Identification of doxorubicin as a potential therapeutic against SARS-CoV-2 (COVID-19) protease: a molecular docking and dynamics simulation studies

Abstract

After one year, the COVID-19 pandemic caused by SARS-CoV-2 is still the largest concern for the scientific community. Of the many recognized drug targets of SARS-CoV-2, the main protease is one of the most important target due to its function in viral replication. We conducted an in silico study with repurposing drugs of antibiotics class against virus protease and peptidase using AutoDock tool. The following significant binding energy interaction was observed with protease (PDB: 6LU7) like piperacillin -7.25; tobramycin -9.20 and doxorubicin (Doxo) -10.04 kcal/mol and with peptidase (PDB: 2GTB) piperacillin -7.08; tobramycin -8.54 and Doxo -9.89 kcal/mol. Furthermore, the interaction and stability behavior of the Doxo-protease and Doxo-peptidase complexes were analyzed for a 100-nanosecond (ns) time.
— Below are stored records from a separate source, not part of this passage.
PR #542, opened 2019-03-25
Rework fn_fetchVehInfo.sqf

### LINKED ISSUE #541: Vehicle Shop: Number of passengers not displayed correctly
### Expected behaviour
Vehicle Shop info should display number of seats correctly

### Actual behaviour
As soon as a vehicle has Turrets defined, i.e. for Firing from Vehicles, the number is not correct

Open the Vehicle Shop
_or_
call life_fnc_fetchVehInfo with a classname of a vehicle

----

Mission version: every version up to date

Launcher version: 1.5.145347

Game version: 1.90.145471

BlackFisch:
Resolves #541

- update function to return correct passenger number (see #541)
- removed unncessary "predefinitions" (engine default values should do the job...)
- moved away from overusing `FETCH_Config2`-macro, instead preload the config and fetch values (slight performance increase, could affect delays and such -> https://imgur.com/a/M0p9jRP)
- rewrite function to use `params` instead

### DIFF
--- a/Altis_Life.Altis/core/functions/fn_fetchVehInfo.sqf
+++ b/Altis_Life.Altis/core/functions/fn_fetchVehInfo.sqf
@@ -1,7 +1,7 @@
-#include "..\..\script_macros.hpp"
 /*
     File: fn_fetchVehInfo.sqf
     Author: Bryan "Tonic" Boardwine
+    Edited: blackfisch
 
     Description:
     Used in returning information about a vehicle from Config >> "CfgVehicles"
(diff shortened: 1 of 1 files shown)


Altis_Life.Altis/core/functions/fn_fetchVehInfo.sqf
```diff
@@ -21,37 +21,28 @@
     11: Max Horse power
     12: Fuel Capacity
 */
-private ["_class","_scope","_picture","_displayName","_vehicleClass","_side","_faction","_superClass","_speed","_armor","_seats","_hp","_fuel"];
-_class = [_this,0,"",[""]] call BIS_fnc_param;
+if !(params [
+    ["_class","",[""]]
+]) exitWith {[]}; //Bad params
```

Calculated RMSD values observed using molecular dynamics simulation (MDS) were found to be 0.15-0.25 nm, RMSF calculation per residues showed a value near 0.2 nm and R_g values remained approximately 2.25 nm. MM-PBSA analysis of total binding energy calculation of Doxo-protease and Doxo-peptidase complexes are found to be -148.692 and -105.367 kJ/mol, respectively. Moreover, amino acid residue ASP-197 showed the lowest contribution binding energy i.e. -18.1185 kJ/mol, and amino acid residue ASP-187 showed -17.0267 kJ/mol contribution energy. Thus, significant docking interaction and stable dynamicity of Doxo-protease complex with time was suggested that Doxo could be a choice to inhibit potentially the viral proteases that could prevent the entry inside the host cell to control the COVID-19 disease. Communicated by Ramaswamy H. Sarma.

Keywords: Doxorubicin; MDS; SARS-CoV-2; antiviral drugs; protease inhibitor.

Figure 1.

(a) The 3D crystal structure of COVID-19 main protease in complex with an inhibitor N3 (PDB: 6LU7) (Jin et al., 2020) and (b) 3D crystal structure of SARS coronavirus main peptidase (PDB: 2GTB) (with an additional Ala at the N-terminus of each protomer) inhibited by an aza-peptide epoxide (Lee et al., 2007).

Figure 2.

(a,b) Piperacillin, (c,d) tobramycin, (e,f) Doxo (shown by gray color in the sphere with stick pattern) interaction with Covid-19 main protease [shown by rainbow color ribbon pattern (in figures a, c and f)] (PDB: 6LU7). In figures(b, d, e), the surrounding amino acid residues involved in hydrophobic interaction are shown within spheres. Green color dotted lines show the formation of hydrogen bonds. 3D and 2D graphics were generated by Discovery Studio Visualizer 2019.

Figure 3.

3D visualization of the binding site of Doxo (in center gray color stick pattern) and interaction with main protease (PDB: 6LU7). Interacting close amino acid residues (shown in blue color with stick pattern) of the binding pocket.

Figure 4.

(a,b) Piperacillin, (c,d) tobramycin, (e,f) Doxo (shown by gray color in the sphere with stick pattern) interaction with peptidase [shown by rainbow color ribbon pattern (in figures a, c and f)] (PDB: 6LU7). In figures (b,d,e), the surrounding amino acid residues involved in hydrophobic interaction are shown within spheres. Green color dotted lines show the formation of hydrogen bonds. 3D and 2D graphics were generated by Discovery Studio Visualizer 2019.

Figure 5.

3D visualization of the binding site of Doxo (in center gray color stick pattern) and interaction with peptidase (PDB: 2GTB). Interacting close amino acid residues (shown in blue color with stick pattern) of the binding pocket.

Figure 6.

Graphical representation (a) RMSD plot of Main protease (Black color), Doxo–protease (red color) and Doxo–peptidase (blue color) and showing deviation and stability during 100 ns period. (b) RMSF plot with fluctuation per residues. (c) Hydrogen bond plot showing formation hydrogen bonds during 100,000 ps period. (d) Radius of gyration (R_g) plot showing compactness of protease, Doxo–protease and Doxo–peptidase molecule during 100,000 ps simulation, where nm = nanometer; ns = nanosecond; ps = picosecond.

Figure 7.

Graph plot showing total predicted MM-PBSA binding energy (kJ/mol) of Doxo–protease (green color) and Doxo–peptidase (blue color) complex interaction during 100,000 ps (100 ns) simulation.

Figure 8.

Graph plot showing calculated binding energy (kJ/mol) contributed by per residues of (a) protease (PDB: 6LU7) and (b) peptidase (PDB:2GTB) during interaction with Doxo.